Injection Cracks (Cracks) and Solutions
Injection cracks, also known as crazing, are common defects in the injection molding process. These microscopic cracks appear on or within the product, severely impacting its appearance and mechanical properties. The occurrence of these defects is often closely related to multiple factors, including raw material properties, molding process parameters, and mold design. Cracks can appear as irregular, reticular, radial, or linear patterns, and are more likely to occur at corners, at sudden changes in wall thickness, or in areas of stress concentration. Cracking not only reduces the strength and service life of a product but can also cause it to break during use, posing a safety hazard. Therefore, effective measures must be taken to address this issue.
Improper selection and handling of raw materials is one of the key causes of injection molding cracking. First, impurities or excessive moisture content in the plastic raw materials can affect the material’s melt fluidity and uniformity, easily causing stress concentration during the molding process, which in turn causes cracks. For example, if highly hygroscopic plastics such as polyamide (PA) are not fully dried before molding, the moisture will vaporize at high temperatures, forming bubbles and internal stress, causing the product to crack. Secondly, uneven molecular weight distribution of the raw materials or improper dosage of additives (such as plasticizers and stabilizers) can also cause cracking. An overly wide molecular weight distribution will make the material’s melt viscosity unstable, while excessive additives or poor compatibility with the substrate will destroy the material’s continuity, reduce its mechanical properties, and increase the risk of cracking.

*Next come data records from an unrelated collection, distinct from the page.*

PR #781, opened 2018-10-31
Configurable logging of exceptions

### LINKED ISSUE #32: Jacoco maven plugin clogs up logs with Exceptions
When I run Jacoco using the Jacoco maven plugin on a project, I get an enourmous amount of these exceptions in the log:

```
java.lang.instrument.IllegalClassFormatException: Error while instrumenting class org/apache/maven/surefire/report/ConsoleOutputCapture$ForwardingPrintStream.
    at org.jacoco.agent.rt_kqcpih.CoverageTransformer.transform(CoverageTransformer.java:91)
    at sun.instrument.TransformerManager.transform(TransformerManager.java:188)
    at sun.instrument.InstrumentationImpl.transform(InstrumentationImpl.java:424)
    at java.lang.ClassLoader.defineClass1(Native Method)
    at java.lang.ClassLoader.defineClass(ClassLoader.java:791)
    at java.security.SecureClassLoader.defineClass(SecureClassLoader.java:142)
    at java.net.URLClassLoader.defineClass(URLClassLoader.java:449)
    at java.net.URLClassLoader.access$100(URLClassLoader.java:71)
    at java.net.URLClassLoader$1.run(URLClassLoader.java:361)
    at java.net.URLClassLoader$1.run(URLClassLoader.java:355)
    at java.security.AccessController.doPrivileged(Native Method)
    at java.net.URLClassLoader.findClass(URLClassLoader.java:354)
    at java.lang.ClassLoader.loadClass(ClassLoader.java:423)
    at sun.misc.Launcher$AppClassLoader.loadClass(Launcher.java:308)
    at java.lang.ClassLoader.loadClass(ClassLoader.java:356)
    at org.apache.maven.surefire.junit.JUnit3Provider.invoke(JUnit3Provider.java:84)
    at sun.reflect.NativeMethodAccessorImpl.invoke0(Native Method)
    at sun.reflect.NativeMethodAccessorImpl.invoke(NativeMethodAccessorImpl.java:57)
    at sun.reflect.DelegatingMethodAccessorImpl.invoke(DelegatingMethodAccessorImpl.java:43)
    at java.lang.reflect.Method.invoke(Method.java:601)
    at org.apache.maven.surefire.util.ReflectionUtils.invokeMethodWithArray(ReflectionUtils.java:189)
    at org.apache.maven.surefire.booter.ProviderFactory$ProviderProxy.invoke(ProviderFactory.java:165)
    at org.apache.maven.surefire.booter.ProviderFactory.invokeProvider(ProviderFactory.java:85)
    at org.apache.maven.surefire.booter.ForkedBooter.runSuitesInProcess(ForkedBooter.java:103)
    at org.apache.maven.surefire.booter.ForkedBooter.main(ForkedBooter.java:74)
Caused by: java.lang.IllegalStateException: Class org/apache/maven/surefire/report/ConsoleOutputCapture$ForwardingPrintStream is already instrumented.
    at org.jacoco.agent.rt_kqcpih.core.internal.instr.ClassInstrumenter.assertNotInstrumented(ClassInstrumenter.java:133)
    at org.jacoco.agent.rt_kqcpih.core.internal.instr.ClassInstrumenter.visitField(ClassInstrumenter.java:81)
    at org.jacoco.agent.rt_kqcpih.asm.ClassVisitor.visitField(Unknown Source)
    at org.jacoco.agent.rt_kqcpih.asm.ClassReader.accept(Unknown Source)
    at org.jacoco.agent.rt_kqcpih.asm.ClassReader.accept(Unknown Source)
    at org.jacoco.agent.rt_kqcpih.core.instr.Instrumenter.instrument(Instrumenter.java:69)
    at org.jacoco.agent.rt_kqcpih.core.instr.Instrumenter.instrument(Instrumenter.java:82)
    at org.jacoco.agent.rt_kqcpih.CoverageTransformer.transform(CoverageTransformer.java:89)
    ... 24 more
```

I get these exceptions for a lot of classes that come from external libraries, like Spring, Hibernate, JPA, Maven, etc., yet Jacoco seems to work fine and generates the reports correctly. I think that the issue is caused by the following line of code:

JacocoAgent.java, line 158:

  final JacocoAgent agent = new JacocoAgent(options,
                new IExceptionLogger() {
                    public void logExeption(final Exception ex) {
                        ex.printStackTrace();
                    }
                });

Maybe it's a good idea not to have these exceptions in the log when they don't affect the correct behaviour of Jacoco? Or at least make it configurable, so that people with lots of exceptions in the log can turn it off? Also, printing them to the STDOUT is perhaps not be best way of logging things. Maven provides a org.apache.maven.plugin.logging.Log object, that should be used to log things that occur during a Maven Build.

papegaaij:
This pull request introduces a new option `log`, which can be used to limit or suppress exception logging. This fixes #32.

In some cases it may not be possible (or feasible) to prevent duplicate instrumentation. For example, in our case we use Arquillian to run tests inside our application server. However, part of the code also runs inside the test runner. Therefore, the agent needs to be loaded at both java processes, causing duplicate instrumentation. At the moment this produces an enormous amount of logging (several GBs per run), but the tests run fine and the instrumentation is correct.

### DIFF
--- a/org.jacoco.agent.rt/src/org/jacoco/agent/rt/internal/Agent.java
+++ b/org.jacoco.agent.rt/src/org/jacoco/agent/rt/internal/Agent.java
@@ -46,7 +46,7 @@ public class Agent implements IAgent {
 	 */
 	public static synchronized Agent getInstance(final AgentOptions options) {
 		if (singleton == null) {
-			final Agent agent = new Agent(options, IExceptionLogger.SYSTEM_ERR);
+			final Agent agent = new Agent(options, getLogger(options));
 			agent.startup();
 			Runtime.getRuntime().addShutdownHook(new Thread() {
 				@Override
@@ -67,11 +67,32 @@ public class Agent implements IAgent {
 	 * @throws IllegalStateException
 	 *             if no Agent has been started yet
 	 */
-	public static synchronized Agent getInstance() throws IllegalStateException {
+	public static synchronized Agent getInstance()
+			throws IllegalStateException {
 		if (singleton == null) {
 			throw new IllegalStateException("JaCoCo agent not started.");
 		}
 		return singleton;
+	}
+
+	/**
+	 * Returns the {@link IExceptionLogger} instance configured by the given
+	 * options.
+	 * 
+	 * @param options
+	 *            options to configure the agent
+	 * @return the resolved {@link IExceptionLogger}
+	 */
+	public static IExceptionLogger getLogger(final AgentOptions options) {
+		switch (options.getLog()) {
+		default:
+		case full:
+			return IExceptionLogger.SYSTEM_ERR;
+		case normal:
+			return IExceptionLogger.NORMAL;
+		case silent:
+			return IExceptionLogger.SILENT;
+		}
 	}
 
 	private final AgentOptions options;
--- a/org.jacoco.agent.rt/src/org/jacoco/agent/rt/internal/IExceptionLogger.java
+++ b/org.jacoco.agent.rt/src/org/jacoco/agent/rt/internal/IExceptionLogger.java
@@ -27,6 +27,23 @@ public interface IExceptionLogger {
 	};
 
 	/**
+	 * Implementation which dumps the exception message to System.err.
+	 */
+	IExceptionLogger NORMAL = new IExceptionLogger() {
+		public void logExeption(final Exception ex) {
+			System.err.println(ex.getMessage());
+		}
+	};
+
+	/**
+	 * Implementation which is silent
+	 */
+	IExceptionLogger SILENT = new IExceptionLogger() {
+		public void logExeption(final Exception ex) {
+		}
+	};
+
+	/**
 	 * Logs the given exception.
 	 * 
 	 * @param ex
--- a/org.jacoco.agent.rt/src/org/jacoco/agent/rt/internal/PreMain.java
+++ b/org.jacoco.agent.rt/src/org/jacoco/agent/rt/internal/PreMain.java
@@ -47,12 +47,13 @@ public final class PreMain {
 		final IRuntime runtime = createRuntime(inst);
 		runtime.startup(agent.getData());
 		inst.addTransformer(new CoverageTransformer(runtime, agentOptions,
-				IExceptionLogger.SYSTEM_ERR));
+				Agent.getLogger(agentOptions)));
 	}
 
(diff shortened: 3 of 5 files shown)


Godin:
@papegaaij Could you please elaborate more why in your case instrumentation happens twice?

> the agent needs to be loaded at both java processes

How usage of two java agents in **two different java processes** can result in repeated instrumentation?

> In some cases it may not be possible (or feasible) to prevent duplicate instrumentation.

And why existing options `excludes` and `exclclassloader` are not sufficient?

----

So far I'm inclined to reject this, because these exceptions for example reveal cases when different JaCoCo versions are used for same classes, and usage of different versions within single toolchain is bad. And so IMO  we should not encourage ability to blindly ignore configuration problems, which can lead to other problems that then will be hard to diagnose. @marchof WDYT?

papegaaij:
@Godin I decided to dive deeper into these duplicate instrumentation issues to find the actual cause of the duplicate instrumentation. I was under the assumption that the classes were being instrumented by the surefire vm instances before being deployed on wildfly, but I was wrong. It turned out that the agent was added to multiple times to the same vm on every next run of a testclass. This caused the agent to be loaded up to 3 times, naturally causing duplicate instrumentation.

Still I believe the excessive flooding of exceptions is too much for this problem. Maybe the logging should only log the first 10 exceptions and then revert to just logging the error message. Another improvement could be to check the version of Jacoco and not log an error if it matches the version used to instrument the class with.

You are free to do what you like with this PR. Maybe you can keep the option to not log the stacktraces, but only the message, maybe you can use it to provide other means of logging.

marchof:
@papegaaij I agree with @Godin: The only valid measure here is to fix the root cause. Any suppression or reduction of debug output will make it harder to help people finding the cause.

Godin:
> check the version of Jacoco and not log an error if it matches the version used to instrument the class with

Currently there is no markers in instrumented classes that allow to determine version, and what is more important

> agent to be loaded up to 3 times

consider the case when multiple agents configured to instrument same classes and save results into different locations. Even if agents have same version, suppression of error messages in this case IMO is completely misleading and error-prone - your setup is broken.

Furthermore IMO usage of two agents makes no sense at all. And so detection of this early prior to instrumentation will be a better contribution :wink:

papegaaij:
I agree. An accurate message pointing me to the fact that the agent was loaded multiple times would have saved me a lot of time :smile:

Improper setting of molding process parameters is the main factor causing injection molding cracks. Excessive injection pressure and long holding time will cause large residual stresses inside the product. When the residual stress exceeds the material’s bearing limit, cracks will appear. For example, during the injection process, if the injection speed is too fast, the flow rate of the molten material in the mold cavity will be uneven, which will easily form eddies and stress concentration at the corners, causing cracks on the product surface. In addition, melt temperature and mold temperature are also key factors. If the melt temperature is too low, the material will not melt fully, the fluidity will be poor, filling will be difficult, and the molding pressure and internal stress will increase; if the mold temperature is too low, the product will cool too quickly, the surface will shrink unevenly, and large thermal stress will be generated, which will cause cracks.

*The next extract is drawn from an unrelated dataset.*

PR #789, opened 2018-11-15
Add test: computation of lines range should respect ignored instructions

Godin:
Without following condition all unit tests still pass

https://github.com/jacoco/jacoco/blob/4d4d02e6dbfb17f454bf4579ee13209e9f035154/org.jacoco.core/src/org/jacoco/core/internal/analysis/MethodCoverageCalculator.java#L128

The rationality of mold design also has an important impact on the occurrence of injection molding cracks. Improper mold gate position, number and form will cause turbulent flow and large shear stress of the molten material during the filling process, increasing the possibility of cracking. For example, if the gate is located far away from the thick-walled part of the cavity, the molten material will experience a longer flow path during the filling process, be subjected to greater shear force, and generate internal stress. A poor exhaust system of the mold is also a common problem. If the gas in the cavity cannot be discharged in time, bubbles and pressure will form in the molten material, which will easily cause cracks when the pressure is released. In addition, if the surface roughness of the mold cavity is high or there are sharp angles, undercuts and other structures, the product will be subjected to additional friction and stress during the demolding process, causing surface cracks.

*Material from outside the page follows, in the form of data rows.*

Issue #787, opened 2018-11-10
Jacoco is not show koltin sources in coverage report


javadev:
This is a issue tracker. Please use our mailing list for general questions: 
https://groups.google.com/forum/?fromgroups=#!forum/jacoco

Also check FAQ before opening an issue: http://www.jacoco.org/jacoco/trunk/doc/faq.html

### Steps to reproduce

JaCoCo version: 0.8.2
Operating system: Win10
Tool integration: Maven/Ant/API/Other

Maven

Project sources: https://github.com/javadev/classic-cherries-kotlin

### Expected behaviour

Source code should be present in coverage report

### Actual behaviour

Only coverage percent information is present

![jacoco-kotlin](https://user-images.githubusercontent.com/348496/48300350-18875980-e4e4-11e8-8da0-917c1dd1fc0a.png)

javadev:
It happened because of wrong package name. After fixing package name the problem was solved.

Issue #751, opened 2018-08-20
Invalid missing line coverage in report


kevcodez:
### Steps to reproduce

Clone https://github.com/kevcodez/pubg-api-kotlin and run `./gradlew test`. It generates this [Jacoco report](https://gist.github.com/kevcodez/eec43fe9f26868b296d6b391859aa6c2).

JaCoCo version: 0.8.1
Operating system: Mac
Tool integration: Gradle

### Expected behaviour

Missed line coverage in source file is the sum of missed source files in class' methods. See PlayerLogin class in the report.

### Actual behaviour

Sourcefile missed line coverage says zero, even though it should be > 0.

Am I missing something here?

marchof:
Line coverage is the sum of all code with the line. Depending on the syntax and the compiler multiple methods can account to a single line. Due to our definition a line is not covered, if no instruction in this line is executed.

Is your example `getAccountId` and `setAccountId` (both are not executed) overlap with the constructor, which is fully covered. Therefore there lines are counted as covered. In the `line` element you can see how many instructions are covered and missed on every line.

marchof:
BTW, next release of JaCoCo will filter many of the methods which are not present in source but only generated by the Kotlin compiler.

kevcodez:
Thanks for clearing that up. Is there an ETA for the next version of Jacoco @marchof ?

marchof:
Probably these days.

Godin:
Let me clarify/add a bit:

Explanations above are about the fact that multiple methods can share the same line numbers and therefore it is incorrect to compare sum of lines in methods with lines in class or source file.

This is unrelated to

> filter many of the methods which are not present in source but only generated by the Kotlin compiler

because such methods anyway do not have line numbers and that's exactly how they are filtered out - see #689 , so this filter affects counters of instructions and methods, but not lines.

There is another filter - see #707 , it will affect number of instructions and branches in `PlayerLogin  .getAccountId`, but not lines, since again - it has nothing to do with the fact that methods share the same line numbers.

And as visual explanation - here is HTML reports for `PlayerLogin`

with version `0.8.1`

![playerlogin](https://user-images.githubusercontent.com/138671/44368446-232ce680-a4d3-11e8-80c2-26aa6bc8b7a8.png)

and with latest snapshot of version `0.8.2`

![playerlogin](https://user-images.githubusercontent.com/138671/44368459-32139900-a4d3-11e8-9080-5dedafa80b3a.png)

[...]

PR #801, opened 2018-12-19
Show message in HTML report when source file can't be found

Godin:
One of common problems already described in [our FAQ](https://www.jacoco.org/jacoco/trunk/doc/faq.html) and still frequently faced by users - incorrect location of source files, which leads to absence of pages with sources in HTML report:

* https://stackoverflow.com/a/53833558/244993
* https://groups.google.com/d/msg/jacoco/wmwYxLKKn3Q/5AH5qSGBDgAJ
* https://github.com/jacoco/jacoco/issues/787#issuecomment-437578208
* https://github.com/jacoco/jacoco/issues/751#issuecomment-414480178

So I propose to add following message to a page with class methods

```
Source file `org/example/Example.java` was not found during generation of report.
```

### DIFF
--- a/org.jacoco.doc/docroot/doc/changes.html
+++ b/org.jacoco.doc/docroot/doc/changes.html
@@ -30,6 +30,8 @@
   <li>Instructions inlined by Kotlin compiler are filtered out during generation
       of report
       (GitHub <a href="https://github.com/jacoco/jacoco/issues/764">#764</a>).</li>
+  <li>HTML report shows message when source file can't be found
+      (GitHub <a href="https://github.com/jacoco/jacoco/issues/801">#801</a>).</li>
 </ul>
 
 <h3>Fixed Bugs</h3>
--- a/org.jacoco.report.test/src/org/jacoco/report/internal/html/page/ClassPageTest.java
+++ b/org.jacoco.report.test/src/org/jacoco/report/internal/html/page/ClassPageTest.java
@@ -47,6 +47,7 @@ public class ClassPageTest extends PageTestBase {
 		page.render();
 
 		final Document doc = support.parse(output.getFile("Foo.html"));
+		assertEquals("", support.findStr(doc, "doc/body/p[1]"));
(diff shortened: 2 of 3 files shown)


Godin:
> But what if users do not provide source file at all (e.g. because they don't have it). In this case the same message would still be included in the report.

@marchof I don't think that this little hint will bother such users.

marchof:
@Godin In this case there are more common problems where we can add a hint to report:

* Only class with different class id found
* Class files without debug information

I would prefer to put the checks and message construction to a seperate, testable class `DiagnosticsInfo`.

Godin:
> In this case there are more common problems where we can add a hint to report:
> * Only class with different class id found
> * Class files without debug information

@marchof baby steps, I was planning to add these via follow-up PRs 😉 

> I would prefer to put the checks and message construction to a seperate, testable class `DiagnosticsInfo`.

Did I get it right - you just wanna pull entire `if` into separate class? i.e. without removal of dependency on `HTMLElement body` and `ILinkable sourcePage` ?

marchof:
@Godin I haven't thought about the design in detail. My idea is to encapsulate the checks and the creation of warnings (as html elements) in a separate class. So for example the hint for missing line information can be shown on different page types.

Godin:
@marchof I agree with idea :thumbsup: Other than simple `if` extraction, design looks foggy to me for the time being because this message targets only single page. This message alone IMO is already quite valuable, so I'd like to propose merge as is and I'll work on addition of other messages and thus on the re-design in a next PR. Missing unit tests were added.

Godin:
BTW should be noted that there are actually three cases of

> Class files without debug information

* `javac -g:source` produces only `SourceFile` attribute - line coverage can not be computed, however can link with source file without highlighting 😆 
* `javac -g:lines` produces only `LineNumberTable` attribute - line coverage can be computed, but can not link with source file
* `javac -g:none` - no debug information at all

The solution to injection molding cracking requires multiple approaches, including raw material processing, process parameter optimization, and mold improvement. First, it is necessary to strengthen raw material quality control, select high-purity, stable-performance plastic raw materials, and fully dry them according to their properties. For example, hot air drying or vacuum drying can be used for hygroscopic plastics to ensure that the moisture content is within the allowable range. Second, the molding process parameters should be optimized, and the injection pressure and holding pressure should be appropriately reduced, and the holding time should be shortened to reduce residual stress within the product. The melt temperature and mold temperature should be reasonably increased to improve the material’s fluidity and cooling uniformity. For example, for crystalline plastics, the mold temperature can be appropriately increased to promote uniform crystal growth and reduce internal stress.
In terms of mold design and maintenance, the gate location and number should be appropriately set to ensure that the molten material can smoothly and evenly fill the mold cavity and avoid excessive shear stress. Venting slots should be added to the mold to improve exhaust efficiency and promptly expel gas from the cavity. The mold cavity surface should be polished to reduce surface roughness, and sharp angles should be converted to rounded transitions to reduce stress concentration during demolding. Furthermore, during the product design phase, sudden changes in wall thickness should be avoided as much as possible, and a gradual wall thickness design should be adopted to reduce stress differences during the cooling process. For products that have already cracked, internal stress can be eliminated through annealing treatments, such as placing the product in an oven at a certain temperature for a period of time and then slowly cooling it to relieve internal stress and reduce crack propagation. By taking a combination of these measures, the problem of injection molding cracking can be effectively prevented and resolved, improving product quality and reliability.